* TASK ITEM *
The records sit below. Return every line in them that holds the word "software".
***** DATASET RECORDS *****
PR #1311, opened 2019-06-27
Fix equals and hashcode in service response and request classes

zoewangg:
## Description
- Fix `equals` and `hashcode` in service response and request classes to call `super`
- Fix `AwsSessionCredentials#equals` to not compare super because the super is an interface.
-  Introduce a new method `equalsBySdkFields` to compare only modeled fields in pojos.
## Testing
Added unit tests

## Types of changes

## Checklist

## License

### DIFF
--- a/core/sdk-core/src/main/java/software/amazon/awssdk/core/SdkPojo.java
+++ b/core/sdk-core/src/main/java/software/amazon/awssdk/core/SdkPojo.java
@@ -30,4 +30,20 @@ public interface SdkPojo {
      * @return List of {@link SdkField} in this POJO. May be empty list but should never be null.
      */
     List<SdkField<?>> sdkFields();
+
+    /**
+     * Indicates whether some other object is "equal to" this one by SDK fields.
+     * An SDK field is a modeled, non-inherited field in an {@link SdkPojo} class,
+     * and is generated based on a service model.
+     *
+     * <p>
+     * If an {@link SdkPojo} class does not have any inherited fields, {@code equalsBySdkFields}
+     * and {@code equals} are essentially the same.
+     *
+     * @param other the object to be compared with
+     * @return true if the other object equals to this object by sdk fields, false otherwise.
+     */
+    default boolean equalsBySdkFields(Object other) {
+        throw new UnsupportedOperationException();
+    }
 }
--- a/.changes/next-release/bugfix-AWSSDKforJavav2-0fd78bc.json
+++ b/.changes/next-release/bugfix-AWSSDKforJavav2-0fd78bc.json
@@ -1,0 +1,5 @@
+{
+    "category": "AWS SDK for Java v2", 
+    "type": "bugfix", 
+    "description": "Fix `AwsSessionCredentials#equals` to not compare super because the super is an interface."
+}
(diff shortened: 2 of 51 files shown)


zoewangg:
I still need to fix the codegen tests, but wanted to get feedback before I fix it because there are a  lot of test files to fix.

`equalsBySdkFields` is being added to **ALL** model classes: request, response and non-request, non-response shapes because I think we should keep the pojo classes consistent, even though for `equals` and `equalsBySdkFileds` are essentially same for non-request and non-response shapes. Let me know if you think we should only add it to request and response classes.

Note that I didn't make `equals` in the `AwsRequest` to just delegate to `equalsBySdkFields` because it would be backwards incompatible with internal models.

Generated request class.
```java
   @Override
    public boolean equals(Object obj) {
        return super.equals(obj) && equalsBySdkFields(obj);
    }

    @Override
    public boolean equalsBySdkFields(Object obj) {
        if (this == obj) {
            return true;
        }
        if (obj == null) {
            return false;
        }
        if (!(obj instanceof SubscribeToShardRequest)) {
            return false;
        }
        SubscribeToShardRequest other = (SubscribeToShardRequest) obj;
        return Objects.equals(consumerARN(), other.consumerARN()) && Objects.equals(shardId(), other.shardId())
                && Objects.equals(startingPosition(), other.startingPosition());
    }
```

Generated Response class:
```java
    @Override
    public boolean equals(Object obj) {
        return super.equals(obj) && equalsBySdkFields(obj);
    }

    @Override
    public boolean equalsBySdkFields(Object obj) {
        if (this == obj) {
            return true;
        }
        if (obj == null) {
            return false;
        }
        if (!(obj instanceof SubscribeToShardResponse)) {
            return false;
        }
        return true;
    }
```
Generated shape classes:

```java
    @Override
    public boolean equals(Object obj) {
        return equalsBySdkFields(obj);
    }

    @Override
    public boolean equalsBySdkFields(Object obj) {
        if (this == obj) {
            return true;
        }
        if (obj == null) {
            return false;
        }
        if (!(obj instanceof StartingPosition)) {
            return false;
        }
        StartingPosition other = (StartingPosition) obj;
        return Objects.equals(typeAsString(), other.typeAsString()) && Objects.equals(sequenceNumber(), other.sequenceNumber())
                && Objects.equals(timestamp(), other.timestamp());
    }

```

core/sdk-core/src/main/java/software/amazon/awssdk/core/SdkPojo.java
```diff
@@ -30,4 +30,18 @@
...
+     * Indicates whether some other object is "equal to" this one by sdk fields.
+     * This method only compares the non-inherited fields within this class.
+     *
+     * <p>
+     * If this class does not have a super class, this is essential same as {@link #equals(Object)}.
+     *
+     * @param other the object to be compared with
+     * @return true if the other object equals to this object by sdk fields, false otherwise.
+     */
+    default boolean equalsBySdkFields(Object other) {
```
millems: Should we clarify what is meant by "sdk fields". I know we use that phrasing elsewhere here, but it's not really made clear.

zoewangg: Updated to 
```
Indicates whether some other object is "equal to" this one by SDK fields. 

An SDK field is a modeled, non-inherited field in an SdkPojo class, and is generated based on a service model.

If an SdkPojo class does not have any inherited fields, equalsBySdkFields and equals are essentially the same
```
*****
* ANSWER BOX *
--- a/core/sdk-core/src/main/java/software/amazon/awssdk/core/SdkPojo.java
+++ b/core/sdk-core/src/main/java/software/amazon/awssdk/core/SdkPojo.java
core/sdk-core/src/main/java/software/amazon/awssdk/core/SdkPojo.java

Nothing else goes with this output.